The phylogenetic relationships of the Timaliidae (babblers) and Sylviidae (warblers) have long challenged ornithologists. We focus here on three Malagasy genera currently assigned to the Timaliidae, Mystacornis, Oxylabes, and Neomixis, and on their relationships with other babblers and warblers using the sequences of two mitochondrial genes (cytochrome b and 16S rRNA). Maximum parsimony analyses show that the Malagasy "babblers" are not related to any of the other African and Asian babblers. The genus Mystacornis is neither a babbler nor a warbler.
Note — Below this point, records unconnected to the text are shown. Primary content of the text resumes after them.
PR #9189, opened 2026-08-30
Keep the backlight off while the laptop panel is disabled

lewapf:
## Problem

Disabling the internal laptop panel (`omarchy-hyprland-monitor-internal off`, or the DPMS-off path in `omarchy-brightness-display`) sets `hl.monitor({ disabled = true })` on the panel, but the backlight driver keeps powering it at its last brightness level. The panel shows a visible glow even though Hyprland reports it disabled — `dpmsStatus` stays `true`, and issuing a targeted `hl.dsp.dpms disable` against an already-disabled output is a no-op (verified: no change to `dpmsStatus` or backlight level).

Repro on a ThinkPad with `intel_backlight`, external monitor active:
```
$ hyprctl monitors all -j | jq '.[] | select(.name=="eDP-1") | {disabled,dpmsStatus}'
{"disabled": true, "dpmsStatus": true}
$ brightnessctl -d intel_backlight -m
intel_backlight,backlight,19393,100%,19393
```

## Fix

- `omarchy-hyprland-monitor-internal`: `off()` saves the current backlight level and zeroes it (`dim_backlight`); `on()`/`recover()` restore the saved level (`restore_backlight`).
- `omarchy-brightness-display`: same save/zero/restore around the `off`/`on` DPMS dispatch, gated to the non-Apple, non-DDC (internal panel) path.

Backlight device is resolved via the existing `omarchy-hw-display` heuristic, so this covers `intel_backlight`, `amdgpu_bl*`, `gmux_backlight`, `acpi_video*` consistently with the rest of the brightness tooling.

## Test plan

- [x] `omarchy-hyprland-monitor-internal off` → backlight drops to 0%, saved level persisted
- [x] `omarchy-hyprland-monitor-internal on` → backlight restored to prior level
- [x] `bash -n` on both changed scripts

### DIFF
--- a/bin/omarchy-brightness-display
+++ b/bin/omarchy-brightness-display
@@ -59,10 +59,29 @@ fi
 
 step="$1"
 
+state_file="${XDG_RUNTIME_DIR:-/tmp}/omarchy-brightness-display.saved"
+
 if [[ $step == "off" ]]; then
+  # DPMS disable only blanks the signal — the backlight driver keeps the
+  # panel lit at its last level, showing as a dim glow. Zero the backlight
+  # too, saving the prior value so "on" can restore it.
+  if ! use_apple_display && ! use_ddc_display; then
+    device="$(omarchy-hw-display)" || device=""
+    if [[ -n $device ]]; then
+      backlight_brightness "$device" > "$state_file" 2>/dev/null
+      brightnessctl -d "$device" set 0 >/dev/null 2>&1
+    fi
+  fi
   hyprctl dispatch 'hl.dsp.dpms({ action = "disable" })' >/dev/null 2>&1
   exit 0
 elif [[ $step == "on" ]]; then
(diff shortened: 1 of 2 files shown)


sprajs:
The new `off` path loses the saved brightness when called twice before `on`: the second call overwrites the original level with 0, then `on` restores 0 and deletes the saved state. I reproduced this with the current script and mocked brightnessctl/hyprctl: starting at 50%, `off; off; on` finishes at 0%.

Could the first saved value be preserved until a successful restore, with an `off → off → on` regression test? These commands previously allowed repeated DPMS requests without losing the backlight level.


I implemented a fix with regression tests in https://github.com/omacom/omarchy/pull/12423, in the main Omarchy repository, preserving this PR’s original commits. The focused tests pass; the PR records the full-suite failures and remaining runtime validation.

The other Malagasy "babblers" are members of warbler groups (the monophyly of the Sylviidae is not demonstrated). Oxylabes madagascariensis and Hartertula flavoviridis (we recognize Hartertula as a genus for the species flavoviridis, previously Neomixis flavoviridis) constitute, with two presumed sylviine taxa, Thamnornis chloropetoides and Cryptosylvicola randrianasoloi, a warbler radiation endemic to the island of Madagascar. The other Neomixis species (tenella, striatigula, and viridis) belong to another warbler group comprising cisticoline taxa. These results show that the Timaliidae did not disperse to Madagascar. Rather, the island has been colonized, independently, by at least two clades of warblers, probably originating from Africa, where the Sylviidae radiation has been the most extensive.[1]